Deputy Jon Pino trains deputies with the taser before they are issued the non lethal option. "Approximately 7 to 15 feet away is the optimum range and you want to give a warning, taser, taser, taser."

Every time the taser is applied, the videotaped incident is also reviewed by a sheriff's lieutenant.

Lt. Louis Hernandez said, "We look to see if there were any training issues, if our policies were followed (like I said) and if any laws were violated."

The sheriff's office has purchased and equipped 150 deputies with the camera models.

In a day and age when cell phone cameras are often used to record police incidents, many agencies welcome an option that offers a non biased version of how an event unfolded.

Using deadly force versus non lethal is a call many deputies must make at a moment's notice.

Deputies have noticed suspects are far more compliant even when they just introduce the threat of a taser. Often times, officers never even need to pull the trigger.
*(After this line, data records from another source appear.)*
PR #67, opened 2026-08-18
feat(sizzlean): hash_tree_root agreement, and the gindex results over spec roots

IvanAnishchuk:
## Summary

The cache tree's root agrees with `SSZType.hashTreeRoot`, and the
generalized-index results now state their conclusion over that root. No
behaviour change.

Stacked on #66.

## What changed

- `SizzLean/Proofs/Merkleize.lean` (new): `merkleize_eq_ofLeaves`,
  `rootOf_ofSubtrees_eq_ofLeaves`.
- `SizzLean/Proofs/ShapeAgreement.lean` (new):
  `merkleRoot_ofShape_eq_hashTreeRoot`.
- `SizzLean/Spec/HashTreeRoot.lean`: unseals `merkleize`, `zeroHashAtDepth`,
  `combineLayerAt` and `promoteThroughZeros`, adds `merkleizeAt` with
  `merkleize_eq_merkleizeAt`, and the equation lemmas for all of them.
- `SizzLean/Spec/Interp.lean`: `SSZType.fieldAt`.
- `SizzLean/Cache/MerkleTree/Zero.lean`: unseals `zero32`, adds
  `zeroHashAt_zero`.
- `EthCLLib/Proofs/MerkleShape.lean` (new): `nodeAt_ofSubtrees`,
  `nodeAt_ofShape_container`.
- `EthCLLib/Proofs/GeneralizedIndexBranch.lean`:
  `isValidMerkleBranch_complete_containerField_specRoot`. The two-step witness
  takes `hfield` and `hval` in place of `hsub`.

## Test plan

- [x] `lake build` (full monorepo, on the pinned toolchain) is green.
- [x] Per-package test suites pass:
  - [x] `lake build LeanSha256Tests`
  - [x] `lake build SizzLeanTests`
  - [x] `just ethcl-test`
- [x] If this touches spec types or cache behaviour:
      `just ethcl-pyspec` is green.
- [ ] If this touches a bench-measured hot path: included
      before/after `lake exe ssz_bench` TSV (or relevant rows) in
      the PR description.
- [x] New SSZ shapes / cache cases come with a `native_decide` or
      property test that exercises them.

## Risk / trust footprint

- Unseals four definitions in `Spec/HashTreeRoot.lean` and `Cache.zero32`, so
  tactics may now unfold them.
- Adds and removes no axiom, `sorry`, `partial def`, `native_decide`, `unsafe`
  block or `@[extern]` declaration.

## Notes for reviewers

[...]

PR #66, opened 2026-08-18
feat(ethcllib): tie generalized indices to the tree they address

IvanAnishchuk:
## Summary

`get_generalized_index` over `SSZType`, and `isValidMerkleBranch` completeness
at the indices it returns for one- and two-step container paths. No behaviour
change.

Stacked on #42.

## What changed

- `SizzLean/Spec/GeneralizedIndex.lean` (new): `getGeneralizedIndex` over a
  `List PathStep` for all seven `SSZType` arms, with `chunkCount`,
  `itemPosition` and `elemType`. Plus
  `getGeneralizedIndex_container_field`, `floorLog2_two_pow_add` and
  `getSubtreeIndex_two_pow_add`.
- `SizzLean/Proofs/ShapeWidth.lean` (new): `merkleRoot_ofShape_size`.
- `SizzLean/Proofs/Perfect.lean`: `zeroLeaf_isPerfect_of_combine`,
  `zeroLeaf_isPerfect_sha256`, `merkleRoot_ofSubtrees_size`,
  `cached_root_honest`.
- `EthCLLib/Proofs/MerkleOpening.lean`: `nodeAt`, `nodeAt_zero`,
  `routeRight_combine_low` and `_high`, `IsOpenable.index_congr`,
  `IsOpenable.trans`, `ofSubtrees_isOpenable`.
- `EthCLLib/Spec/MerklePath.lean`: `routeRight_eq_testBit`.
- `EthCLLib/Proofs/GeneralizedIndexBranch.lean` (new):
  `isValidMerkleBranch_complete_gindex`, `_containerField`, `_containerField₂`,
  `ofShape_container_isOpenable`.

## Test plan

- [x] `lake build` (full monorepo, on the pinned toolchain) is green.
- [x] Per-package test suites pass:
  - [x] `lake build LeanSha256Tests`
  - [x] `lake build SizzLeanTests`
  - [x] `just ethcl-test`
- [x] If this touches spec types or cache behaviour:
      `just ethcl-pyspec` is green.
- [ ] If this touches a bench-measured hot path: included
      before/after `lake exe ssz_bench` TSV (or relevant rows) in
      the PR description.
- [x] New SSZ shapes / cache cases come with a `native_decide` or
      property test that exercises them.

## Risk / trust footprint

- `zeroLeaf_isPerfect_sha256` inherits `sha256Combine_eq_spec` through
  `zeroHashAt_size`.
- Adds and removes no `sorry`, `partial def`, `native_decide`, `unsafe` block or
[...]

PR #71, opened 2026-08-19
feat(ethcllib): compute_merkle_branch_root and the length guard

IvanAnishchuk:
## Summary

`isValidMerkleBranch` rejects a `branch` whose size differs from `depth`. The
walk over `branch` moves into `computeMerkleBranchRoot`, which reads each
sibling with a bounds check. That guard is the only behaviour change here.

## What changed

- `computeMerkleBranchRoot`, the pyspec's `compute_merkle_branch_root`
  (`beacon-chain.md:782-798`). Out-of-range sibling reads raise `IndexError`.
- `isValidMerkleBranch` guards on `branch.size = depth`.
- `routeRight` and `routeRight_eq_div_mod`, in a new
  `EthCLLib/Spec/MerklePath.lean`.
- `isValidMerkleBranch_eq_beq`, `isValidMerkleBranch_iff` and
  `size_map_bytesToRoot`.
- `get!_eq_getElem` moves to `SizzLean/Proofs/Util.lean`. The `BitPack.lean` and
  `UIntWide.lean` copies go.

## Test plan

  - [x] `just ethcl-test`
      `just ethcl-pyspec` is green.
- [ ] If this touches a bench-measured hot path: included
      before/after `lake exe ssz_bench` TSV (or relevant rows) in
      the PR description.
- [x] New SSZ shapes / cache cases come with a `native_decide` or

## Risk / trust footprint

None. This pull request adds and removes no axiom, `sorry`, `partial def`,
`native_decide`, `unsafe` block or `@[extern]` declaration.

## Notes for reviewers

`routeRight` sits in EthCLLib and not in SizzLean. `is_valid_merkle_branch` is a
consensus-spec function, and the SSZ document defines no such convention.

## LICENSE (LGPL version 3)

### DIFF
--- a/packages/EthCLLib/EthCLLib.lean
+++ b/packages/EthCLLib/EthCLLib.lean
@@ -1,6 +1,7 @@
 import EthCLLib.Internal.Capture
 import EthCLLib.Internal.ProofLedger
 import EthCLLib.Spec
+import EthCLLib.Proofs
 import EthCLLib.PySpecTests.Interface
 import EthCLLib.PySpecTests.Driver
 
--- a/packages/EthCLLib/EthCLLib.lean
+++ b/packages/EthCLLib/EthCLLib.lean
@@ -17,7 +17,8 @@ the generic `PySpecTests` driver. It names no fork; a separate package
 
 The author-facing surface is gathered under `EthCLLib.Spec`, so a spec file
 opens exactly one namespace (`open EthCLLib.Spec`). Internals live under
-`EthCLLib.Internal`; the generic pyspec driver under `EthCLLib.PySpecTests`.
+`EthCLLib.Internal`; the generic pyspec driver under `EthCLLib.PySpecTests`;
+the theorems about the `Spec` functions under `EthCLLib.Proofs`.
 
 One internal module is author-facing all the same: `Internal.ProofLedger` defines
 the `characterizes` attribute a proof carries to claim it states a spec
--- a/packages/EthCLLib/EthCLLib/Proofs.lean
+++ b/packages/EthCLLib/EthCLLib/Proofs.lean
@@ -1,0 +1,5 @@
+import EthCLLib.Proofs.MerkleBranch
+
+/-!
+# `EthCLLib.Proofs`: framework proof modules
+-/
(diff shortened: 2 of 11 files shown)


leolara:
Rebased on `main`, with seven commits on top. The rebase dropped the `fix(proof-coverage)` commit, already on `main`.

Changes from the original description:

- **`private` theorems.** `isValidMerkleBranch_eq_beq` and `isValidMerkleBranch_iff` state their right-hand side with `branchFold`, which is `private`. Outside the module that helper has no name, so no goal could match either theorem. Both are `private` now.
- **`Proofs/Util.lean` header.** It said three modules declared `get!_eq_getElem` before. Two did, `Proofs/BitPack.lean` and `Proofs/UIntWide.lean`. It also named the `Cache/MerkleTree` modules as importers, and none import it. Both claims are corrected.
- **Prose.** Contrastive negation in three places, one citation format (`phase0/beacon-chain.md:<span>`, replacing a bare span that named no file), and the figures of speech in `MerklePath.lean`. `EthCLLib/Proofs.lean` gained a real module docstring.
- **`PROOF_LEDGER.md`.** The `processDeposit` dependency pointed at SizzLean PLAN Phase 5 for the whole branch check. It names `EthCLLib/Proofs/MerkleBranch.lean` now, and keeps Phase 5 for the merkleization agreement.
- **Tests.** Three cases in `Tests/FrameworkUtils.lean` for the length guard and the `IndexError` arm. `isValidMerkleBranch r0 #[r0] 0 0 r0` is the one that earns its keep: the old defaulting read accepted it.
- **One dead `open SizzLean.Hasher`** removed from `MerkleBranch.lean`.

Green on the rebased branch: `lake build`, `just ethcl-test`, `just lint`, `just check-citations`, `just proof-coverage-check` (41 claims), `just ethcl-pyspec` (152 passed), and every deposit vector at fulu/minimal (683 passed).

Two things left for you: the description above still describes the pre-rebase state, and PRs #72, #42, #66 and #67 carry the old text of `MerkleBranch.lean`, `MerklePath.lean` and `Util.lean`, so they need a rebase.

"I think it's kind of a stigma that they understand that once this thing is applied it is a painful experience," said Deputy Tim Herzog. "It's not going to kill you but it will definitely take the fight out of somebody and usually with just the threat or the presence of a taser will diffuse the situation with most violent people."

When deployed, the x26 tasers release two darts with wires that attach to the suspect's body. The taser delivers up to 50-thousand volts of electricity.

The enhanced feature provides equal protection to everyone involved and the most credible factor, the camera never lies.